PR #203, opened 2020-12-17
Entity Properties proposal

gtfierro:
Current [README](https://github.com/BrickSchema/Brick/blob/entity-properties/entity_properties/README.md) reproduced here:

# Entity Properties

Entity Properties are attributes or characteristics of Brick entities. Entity Properties should change rarely, if ever. Entity Properties are identified by an RDF property name and related SHACL shapes.

Entity Properties are categorized broadly by the following dimensions:
- **Inherent** vs **Configurable** (mutually exclusive):
    - an Inherent Property is one that is a permanent and/or characteristic property of the entity. The dimensions of a room, max rated power of a motor, tonnage of an RTU are all examples of Inherent Properties.
    - Configurable Properties are temporary or actuatable properties of an entity
- **Physical** vs **Virtual** vs **Identity** (not mutually exclusive):
    - a Physical Property is a characteristic that exists in the physical world ("meatspace")
    - a Virtual Property is a characteristic that has a digital representation. May be a property of the virtual representation of an entity, or a computed property of the entity
    - an Identity Property is a characteristic that identifies the device

The properties themselves are *instances* of Entity Properties; a shallow hierarchy of properties is defined with `rdfs:subPropertyOf`.

**Example**: here are some Physical Properties defined in the ontology which define the following hierarchy:
- `prop:hasArea`:
    - `prop:hasGrossArea`
    - `prop:hasNetArea`
- `prop:hasVolume`
- `prop:hasHeight`
- `prop:hasWidth`
- `prop:hasLength`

● **Exercise goal**
From the first line through the last, give the data above again exactly.

● **Exercise response**
PR #203, opened 2020-12-17
Entity Properties proposal

gtfierro:
Current [README](https://github.com/BrickSchema/Brick/blob/entity-properties/entity_properties/README.md) reproduced here:

# Entity Properties

Entity Properties are attributes or characteristics of Brick entities. Entity Properties should change rarely, if ever. Entity Properties are identified by an RDF property name and related SHACL shapes.

Entity Properties are categorized broadly by the following dimensions:
- **Inherent** vs **Configurable** (mutually exclusive):
    - an Inherent Property is one that is a permanent and/or characteristic property of the entity. The dimensions of a room, max rated power of a motor, tonnage of an RTU are all examples of Inherent Properties.
    - Configurable Properties are temporary or actuatable properties of an entity
- **Physical** vs **Virtual** vs **Identity** (not mutually exclusive):
    - a Physical Property is a characteristic that exists in the physical world ("meatspace")
    - a Virtual Property is a characteristic that has a digital representation. May be a property of the virtual representation of an entity, or a computed property of the entity
    - an Identity Property is a characteristic that identifies the device

The properties themselves are *instances* of Entity Properties; a shallow hierarchy of properties is defined with `rdfs:subPropertyOf`.

**Example**: here are some Physical Properties defined in the ontology which define the following hierarchy:
- `prop:hasArea`:
    - `prop:hasGrossArea`
    - `prop:hasNetArea`
- `prop:hasVolume`
- `prop:hasHeight`
- `prop:hasWidth`
- `prop:hasLength`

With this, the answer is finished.